Question

Consider the following Linear Programming Problem P:
Minimize \(3x_1 + 4x_2\)
subject to \[ x_1 - x_2 \le 1, \] \[ x_1 + x_2 \ge 3, \] \[ x_1 \ge 0, x_2 \ge 0. \] The optimal value of the problem P is ..................

Hint:

For minimization problems with an unbounded feasible region, if the objective function's coefficients are all non-negative, the optimal solution will always exist and occur at a corner point. There is no need to test points at infinity.

Answer 1

Step 1: Understanding the Concept:
This is a linear programming problem. For a problem with two variables, we can solve it graphically. We need to identify the feasible region defined by the constraints, find the coordinates of the corner points (vertices) of this region, and then evaluate the objective function at these points to find the minimum value.
Step 3: Detailed Explanation:
Step 3.1: Graph the feasible region.
The constraints are: 1. \(x_1 - x_2 \le 1 \implies x_2 \ge x_1 - 1\). The boundary is the line \(x_2 = x_1 - 1\). The feasible region is above this line. 2. \(x_1 + x_2 \ge 3 \implies x_2 \ge -x_1 + 3\). The boundary is the line \(x_2 = -x_1 + 3\).

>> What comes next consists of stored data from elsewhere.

PR #23, opened 2019-02-06
Implements /Files/actions/pop for the LTA DB

blinkdog:
Added some documentation in doc/admin.md about sites schema
Added etc/sites.json as a default site configuration for LTA DB
Organized imports in rest_server.py
Organized configuration keys in rest_server.py
Added new configuration key "LTA_SITE_CONFIG" to rest_server.py
Added helper function site() to rest_server.py
Added argument 'sites' to BaseLTAHandler
Created FilesActionsPopHandler to implement pop functionality
Updated some requirements.txt dependencies to latest versions
Added dependency 'binpacking' to setupenv.sh and requirements.txt
Added ephemeral port fixture to test_monitoring.py
Bumped up timeout in test_rest_server.py
Added tests for /Files/actions/pop functionality
Added show-how-it-works tests for binpacking dependency


lta/rest_server.py
```diff
@@ -218,6 +228,99 @@ class FilesHandler(BaseLTAHandler):
...
+            if not (site(db_file["source"]) == src):
+                continue
+            if not (site(db_file["dest"]) == dest):
+                continue
+            if not (site(db_file["status"]) == "waiting"):
+                continue
+            src_tuples.append((uuid, db_file["catalog"]["file_size"]))
+        # we can't bundle nothing
+        if len(src_tuples) < 1:
+            self.set_status(200)
```
dsschult: `set_status(200)` is not necessary, as that is the default status.  only necessary when you want a different number.

tests/test_binpacking.py
```diff
@@ -0,0 +1,52 @@
+# test_binpacking.py
```
dsschult: Why are we testing `binpacking`?  This is an external import, not our code.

The feasible region is above this line. 3. \(x_1 \ge 0\) and \(x_2 \ge 0\). This restricts the region to the first quadrant. The feasible region is the area in the first quadrant that is above both lines. This region is unbounded from the top.
Step 3.2: Find the corner points.
The corner points are the vertices of the feasible region.
- Point A: Intersection of \(x_1 = 0\) and \(x_1 + x_2 = 3\).
Substituting \(x_1=0\) gives \(0 + x_2 = 3 \implies x_2 = 3\).
So, Point A is \((0, 3)\).
Check other constraints: \(0-3 = -3 \le 1\) (True).
- Point B: Intersection of the two lines \(x_1 - x_2 = 1\) and \(x_1 + x_2 = 3\). Adding the two equations: \((x_1 - x_2) + (x_1 + x_2) = 1 + 3 \implies 2x_1 = 4 \implies x_1 = 2\).
Substituting \(x_1=2\) into \(x_1 + x_2 = 3\) gives \(2 + x_2 = 3 \implies x_2 = 1\). So, Point B is \((2, 1)\).
The feasible region has two corner points: (0, 3) and (2, 1).
Step 3.3: Evaluate the objective function at the corner points.
The objective function to minimize is \(Z = 3x_1 + 4x_2\).
- At Point A (0, 3): \(Z = 3(0) + 4(3) = 12\).
- At Point B (2, 1): \(Z = 3(2) + 4(1) = 6 + 4 = 10\).
Since the feasible region is unbounded, we must verify that the minimum is not unbounded. The objective function coefficients are positive, so as \(x_1\) or \(x_2\) increase, Z increases. Thus, the minimum must occur at one of the corner points.
Step 4: Final Answer:
Comparing the values, the minimum value is 10, which occurs at the point (2, 1).
Step 5: Why This is Correct:
The graphical method correctly identifies the feasible region and its vertices. The evaluation of the objective function at these vertices shows that the minimum value is 10. Since the objective function increases as we move away from the origin within the feasible region, this minimum value is the optimal solution.